─── RECORDS SHOWN ───
PR #3359, opened 2024-04-23
videoroom: Release some references created by remote publishers

fancycode:
~~Fixed some cases where the `rtp_forwarders` map was created without the destructor function. This resulted in the forwarders not being released when the publisher got destroyed.~~

PR #3449, opened 2024-10-09
Add SRTP for remote publishers

spscream:
hi, I got working SRTP encryption for remote publishers, tested and worked in our environment

### DIFF
--- a/src/plugins/janus_videoroom.c
+++ b/src/plugins/janus_videoroom.c
@@ -1608,6 +1608,8 @@ room-<unique room ID>: {
 	"mcast" : "<multicast group port for receiving RTP packets, if any>",
 	"iface" : "<network interface or IP address to bind to, if any (binds to all otherwise)>",
 	"port" : <local port for receiving all RTP packets; 0 will bind to a random one (default)>,
+	"srtp_suite" : <length of authentication tag (32 or 80); optional>,
+	"srtp_crypto" : "<key to use as crypto (base64 encoded key as in SDES); optional>",
 	"streams" : [
 		{
 			"type" : "<type of published stream #1 (audio|video|data)">,
@@ -1657,6 +1659,8 @@ room-<unique room ID>: {
 	"secret" : "<password required to edit the room, mandatory if configured in the room>",
 	"display" : "<new display name for the remote publisher; optional>",
 	"metadata" : <new valid json object of metadata; optional>,
+	"srtp_suite" : <length of authentication tag (32 or 80); optional>,
+	"srtp_crypto" : "<key to use as crypto (base64 encoded key as in SDES); optional>",
 	"streams" : [
 		{
 			// Same syntax as add_remote_publisher: only needs to
@@ -1713,7 +1717,9 @@ room-<unique room ID>: {
 	"host" : "<host address to forward the RTP and data packets to>",
 	"host_family" : "<ipv4|ipv6, if we need to resolve the host address to an IP; by default, whatever we get>",
 	"port" : <port to forward the packets to>,
-	"rtcp_port" : <port to contact to receive RTCP feedback from the recipient; optional, and only for RTP streams, not data>
+	"rtcp_port" : <port to contact to receive RTCP feedback from the recipient; optional, and only for RTP streams, not data>,
+	"srtp_suite" : <length of authentication tag (32 or 80); optional>,
+	"srtp_crypto" : "<key to use as crypto (base64 encoded key as in SDES); optional>"
 }
 \endverbatim
  *
@@ -2194,7 +2200,9 @@ static struct janus_json_parameter publish_remotely_parameters[] = {
 	{"host", JSON_STRING, JANUS_JSON_PARAM_REQUIRED},
 	{"host_family", JSON_STRING, 0},
 	{"port", JSON_INTEGER, JANUS_JSON_PARAM_POSITIVE | JANUS_JSON_PARAM_REQUIRED},
-	{"rtcp_port", JSON_INTEGER, JANUS_JSON_PARAM_POSITIVE}
+	{"rtcp_port", JSON_INTEGER, JANUS_JSON_PARAM_POSITIVE},
+	{"srtp_suite", JSON_INTEGER, JANUS_JSON_PARAM_POSITIVE},
+	{"srtp_crypto", JSON_STRING, 0}
 };
 static struct janus_json_parameter unpublish_remotely_parameters[] = {
 	{"secret", JSON_STRING, 0},
@@ -2207,13 +2215,17 @@ static struct janus_json_parameter remote_publisher_parameters[] = {
 	{"iface", JANUS_JSON_STRING, 0},
 	{"port", JANUS_JSON_INTEGER, JANUS_JSON_PARAM_POSITIVE},
 	{"streams", JANUS_JSON_ARRAY, JANUS_JSON_PARAM_REQUIRED},
-	{"metadata", JSON_OBJECT, 0}
+	{"metadata", JSON_OBJECT, 0},
+	{"srtp_suite", JSON_INTEGER, JANUS_JSON_PARAM_POSITIVE},
+	{"srtp_crypto", JSON_STRING, 0}
 };
 static struct janus_json_parameter remote_publisher_update_parameters[] = {
 	{"secret", JSON_STRING, 0},
 	{"display", JANUS_JSON_STRING, 0},
 	{"metadata", JSON_OBJECT, 0},
-	{"streams", JANUS_JSON_ARRAY, JANUS_JSON_PARAM_REQUIRED}
+	{"streams", JANUS_JSON_ARRAY, JANUS_JSON_PARAM_REQUIRED},
+	{"srtp_suite", JSON_INTEGER, JANUS_JSON_PARAM_POSITIVE},
+	{"srtp_crypto", JSON_STRING, 0}
 };
 static struct janus_json_parameter remote_publisher_stream_parameters[] = {
 	{"mid", JANUS_JSON_STRING, JANUS_JSON_PARAM_REQUIRED},
@@ -2498,6 +2510,12 @@ typedef struct janus_videoroom_publisher_stream {
 	volatile gint need_pli;		/* Whether we need to send a PLI later */
 	volatile gint sending_pli;	/* Whether we're currently sending a PLI */
 	gint64 pli_latest;			/* Time of latest sent PLI (to avoid flooding) */
+	/* Only needed for SRTP support for remote publisher */
+	gboolean is_srtp;
+	int srtp_suite;
+	char *srtp_crypto;
+	srtp_t srtp_ctx;
+	srtp_policy_t srtp_policy;
 	/* Subscriptions to this publisher stream (who's receiving it)  */
 	GSList *subscribers;
 	janus_mutex subscribers_mutex;
@@ -2622,11 +2640,15 @@ typedef struct janus_videoroom_remote_recipient {
 	uint16_t port;			/* Port this publisher is being relayed to */
 	uint16_t rtcp_port;		/* RTCP port this publisher is going to latch to */
 	gboolean rtcp_added;	/* Whether we created an RTCP socket for this remotization */
+	/* Only needed for SRTP support for remote publisher */
+	int srtp_suite;
+	char *srtp_crypto;
 } janus_videoroom_remote_recipient;
 static void janus_videoroom_remote_recipient_free(janus_videoroom_remote_recipient *r) {
 	if(r) {
 		g_free(r->remote_id);
 		g_free(r->host);
+		g_free(r->srtp_crypto);
 		g_free(r);
 	}
 }
@@ -2710,6 +2732,11 @@ static void janus_videoroom_publisher_stream_free(const janus_refcount *ps_ref) 
 	janus_mutex_destroy(&ps->subscribers_mutex);
 	janus_mutex_destroy(&ps->rid_mutex);
 	janus_rtp_simulcasting_cleanup(NULL, NULL, ps->rid, NULL);
+	if(ps->is_srtp) {
+		g_free(ps->srtp_crypto);
+		srtp_dealloc(ps->srtp_ctx);
+		g_free(ps->srtp_policy.key);
+	}
 	g_free(ps);
 }
 
@@ -7120,6 +7147,22 @@ static json_t *janus_videoroom_process_synchronous_request(janus_videoroom_sessi
 			if(error_code != 0)
 				goto prepare_response;
 		}
+		/* We may need to SRTP-encrypt this stream */
+		int srtp_suite = 0;
+		const char *srtp_crypto = NULL;
+		json_t *s_suite = json_object_get(root, "srtp_suite");
+		json_t *s_crypto = json_object_get(root, "srtp_crypto");
+		if(s_suite && s_crypto) {
+			srtp_suite = json_integer_value(s_suite);
+			if(srtp_suite != 32 && srtp_suite != 80) {
+				JANUS_LOG(LOG_ERR, "Invalid SRTP suite (%d)\n", srtp_suite);
+				error_code = JANUS_VIDEOROOM_ERROR_INVALID_ELEMENT;
+				g_snprintf(error_cause, 512, "Invalid SRTP suite (%d)", srtp_suite);
+				goto prepare_response;
+			}
+			srtp_crypto = json_string_value(s_crypto);
+			JANUS_LOG(LOG_VERB, "SRTP setting s_suite (%d) and s_crypto (%s) on publish_remotely\n", srtp_suite, srtp_crypto);
+		}
 		const char *remote_id = json_string_value(json_object_get(root, "remote_id"));
 		json_t *pub_id = json_object_get(root, "publisher_id");
 		json_t *json_host = json_object_get(root, "host");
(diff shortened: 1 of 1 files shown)


lminiero:
@spscream thanks! So you got it working with the same SRTP crypto context for all streams, correct?
I'll review and get back to you in the next few days.

spscream:
no, for each sender on source side rtp forwarder helper is created, so each helper have its own srtp context, and on receiving side we have srtp context per publisher stream

src/plugins/janus_videoroom.c
```diff
@@ -7080,6 +7107,25 @@ static json_t *janus_videoroom_process_synchronous_request(janus_videoroom_sessi
 			if(error_code != 0)
 				goto prepare_response;
 		}
+
```
lminiero, line 7110: Unneeded empty line.

src/plugins/janus_videoroom.c
```diff
@@ -7080,6 +7107,25 @@ static json_t *janus_videoroom_process_synchronous_request(janus_videoroom_sessi
...
+		if(s_suite && s_crypto) {
+			srtp_suite = json_integer_value(s_suite);
+			if(srtp_suite != 32 && srtp_suite != 80) {
+				JANUS_LOG(LOG_ERR, "Invalid SRTP suite (%d)\n", srtp_suite);
+				error_code = JANUS_VIDEOROOM_ERROR_INVALID_ELEMENT;
+				g_snprintf(error_cause, 512, "Invalid SRTP suite (%d)", srtp_suite);
+				goto prepare_response;
+			}
+			srtp_crypto = json_string_value(s_crypto);
+
```
lminiero, line 7125: Unneeded empty line.

src/plugins/janus_videoroom.c
```diff
@@ -7080,6 +7107,25 @@ static json_t *janus_videoroom_process_synchronous_request(janus_videoroom_sessi
...
+			JANUS_LOG(LOG_VERB, "SRTP setting s_suite (%d) and s_crypto (%s) on publish_remotely \n", srtp_suite, srtp_crypto);
```
lminiero, line 7126: Unneeded space before the `\n`.

src/plugins/janus_videoroom.c
```diff
@@ -7080,6 +7107,25 @@ static json_t *janus_videoroom_process_synchronous_request(janus_videoroom_sessi
...
+		}
+
```
lminiero, line 7128: Unneeded empty line.

src/plugins/janus_videoroom.c
```diff
@@ -7276,6 +7322,8 @@ static json_t *janus_videoroom_process_synchronous_request(janus_videoroom_sessi
 		recipient->port = port;
 		recipient->rtcp_port = rtcp_port;
 		recipient->rtcp_added = rtcp_added;
+		recipient->srtp_suite = srtp_suite;
+		recipient->srtp_crypto = g_strdup(srtp_crypto);
```
lminiero, line 7326: I can't remember if glib complains if you pass `NULL` to `g_strdup`. At any rate, for a matter of consistency with the rest of the code, it might be better to use a ternary here, e.g.

    recipient->srtp_crypto = srtp_crypto ? g_strdup(srtp_crypto) : NULL;

src/plugins/janus_videoroom.c
```diff
@@ -7551,6 +7599,23 @@ static json_t *janus_videoroom_process_synchronous_request(janus_videoroom_sessi
 				}
 			}
 		}
+
```
lminiero, line 7602: Unneeded empty line.

src/plugins/janus_videoroom.c
```diff
@@ -7551,6 +7599,23 @@ static json_t *janus_videoroom_process_synchronous_request(janus_videoroom_sessi
...
+		if(s_suite && s_crypto) {
+			srtp_suite = json_integer_value(s_suite);
+			if(srtp_suite != 32 && srtp_suite != 80) {
+				JANUS_LOG(LOG_ERR, "Invalid SRTP suite (%d)\n", srtp_suite);
+				error_code = JANUS_VIDEOROOM_ERROR_INVALID_ELEMENT;
+				g_snprintf(error_cause, 512, "Invalid SRTP suite (%d)", srtp_suite);
+				goto prepare_response;
+			}
+			srtp_crypto = json_string_value(s_crypto);
+			JANUS_LOG(LOG_VERB, "SRTP setting s_suite (%d) and s_crypto (%s) on add_remote_publisher \n", srtp_suite, srtp_crypto);
```
lminiero, line 7617: Unneeded space before `\n`.

src/plugins/janus_videoroom.c
```diff
@@ -7729,6 +7794,45 @@ static json_t *janus_videoroom_process_synchronous_request(janus_videoroom_sessi
 			gboolean disabled = json_is_true(json_object_get(s, "disabled"));
 			/* Create a publisher stream */
 			ps = g_malloc0(sizeof(janus_videoroom_publisher_stream));
+			if(mtype == JANUS_VIDEOROOM_MEDIA_AUDIO || mtype == JANUS_VIDEOROOM_MEDIA_VIDEO) {
+				/* First of all, let's check if we need to setup an SRTP for remote publisher */
+				JANUS_LOG(LOG_HUGE, "trying to enable SRTP crypto (%s) suite (%d) for stream. \n", srtp_crypto, srtp_suite);
```
lminiero, line 7799: I don't think the text in this log line is correct. You don't even know if SRTP is enabled, when you get here. I'd remove this log line entirely. But, in general:

s/trying/Trying

Unneeded dot and space before `\n`

src/plugins/janus_videoroom.c
```diff
@@ -7729,6 +7794,45 @@ static json_t *janus_videoroom_process_synchronous_request(janus_videoroom_sessi
...
+				if(srtp_suite > 0 && srtp_crypto != NULL) {
+					JANUS_LOG(LOG_VERB, "enabling SRTP crypto (%s) for stream. \n", srtp_crypto);
```
lminiero, line 7801: s/enabling/Enabling

Unneeded dot and space before `\n`

src/plugins/janus_videoroom.c
```diff
@@ -7729,6 +7794,45 @@ static json_t *janus_videoroom_process_synchronous_request(janus_videoroom_sessi
...
+					gsize len = 0;
+					guchar *srtp_crypto_decoded = g_base64_decode(srtp_crypto, &len);
+					if(len < SRTP_MASTER_LENGTH) {
+						/* Something went wrong */
+						g_free(srtp_crypto_decoded);
+						JANUS_LOG(LOG_ERR, "Invalid SRTP crypto (%s), disabling stream.\n", srtp_crypto);
```
lminiero, line 7807: Unneeded dot before `\n`

src/plugins/janus_videoroom.c
```diff
@@ -7729,6 +7794,45 @@ static json_t *janus_videoroom_process_synchronous_request(janus_videoroom_sessi
...
+						disabled = TRUE;
+					} else {
+						/* Set SRTP policy */
+						srtp_policy_t *policy = &ps->srtp_policy;
+						srtp_crypto_policy_set_rtp_default(&(policy->rtp));
```
lminiero, line 7812: There's no need for parenthesis here, `&policy->rtp` is fine too (the same applies to the lines below).

src/plugins/janus_videoroom.c
```diff
@@ -7729,6 +7794,45 @@ static json_t *janus_videoroom_process_synchronous_request(janus_videoroom_sessi
...
+						if(srtp_suite == 32) {
+							srtp_crypto_policy_set_aes_cm_128_hmac_sha1_32(&(policy->rtp));
+						} else if(srtp_suite == 80) {
+							srtp_crypto_policy_set_aes_cm_128_hmac_sha1_80(&(policy->rtp));
+						}
+						policy->ssrc.type = ssrc_any_inbound;
+						policy->key = srtp_crypto_decoded;
+						policy->next = NULL;
+
```
lminiero, line 7821: Unneeded empty line.

src/plugins/janus_videoroom.c
```diff
@@ -7927,6 +8031,22 @@ static json_t *janus_videoroom_process_synchronous_request(janus_videoroom_sessi
...
+		if(s_suite && s_crypto) {
+			srtp_suite = json_integer_value(s_suite);
+			if(srtp_suite != 32 && srtp_suite != 80) {
+				JANUS_LOG(LOG_ERR, "Invalid SRTP suite (%d)\n", srtp_suite);
+				error_code = JANUS_VIDEOROOM_ERROR_INVALID_ELEMENT;
+				g_snprintf(error_cause, 512, "Invalid SRTP suite (%d)", srtp_suite);
+				goto prepare_response;
+			}
+			srtp_crypto = json_string_value(s_crypto);
+			JANUS_LOG(LOG_VERB, "SRTP setting s_suite (%d) and s_crypto (%s) on add_remote_publisher \n", srtp_suite, srtp_crypto);
```
lminiero, line 8048: Unneeded space before `\n`

src/plugins/janus_videoroom.c
```diff
@@ -8007,6 +8127,47 @@ static json_t *janus_videoroom_process_synchronous_request(janus_videoroom_sessi
 			gboolean disabled = json_is_true(json_object_get(s, "disabled"));
 			/* Create a publisher stream */
 			ps = g_malloc0(sizeof(janus_videoroom_publisher_stream));
+			if(mtype == JANUS_VIDEOROOM_MEDIA_AUDIO || mtype == JANUS_VIDEOROOM_MEDIA_VIDEO) {
+				/* First of all, let's check if we need to setup an SRTP for remote publisher */
+				JANUS_LOG(LOG_HUGE, "trying to enable SRTP crypto (%s) suite (%d) for stream. \n", srtp_crypto, srtp_suite);
```
lminiero, line 8132: See note on the same message above.

src/plugins/janus_videoroom.c
```diff
@@ -8007,6 +8127,47 @@ static json_t *janus_videoroom_process_synchronous_request(janus_videoroom_sessi
...
+				if(srtp_suite > 0 && srtp_crypto != NULL) {
+					JANUS_LOG(LOG_VERB, "enabling SRTP crypto (%s) for stream. \n", srtp_crypto);
```
lminiero, line 8134: s/enabling/Enabling

Unneeded dot and space before `\n`

src/plugins/janus_videoroom.c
───
→ **WHAT THIS TASK INVOLVES**: Where a line in the entries holds the word "display", copy that line.

→ **COMPLETED TASK**:
 	"display" : "<new display name for the remote publisher; optional>",
 	{"display", JANUS_JSON_STRING, 0},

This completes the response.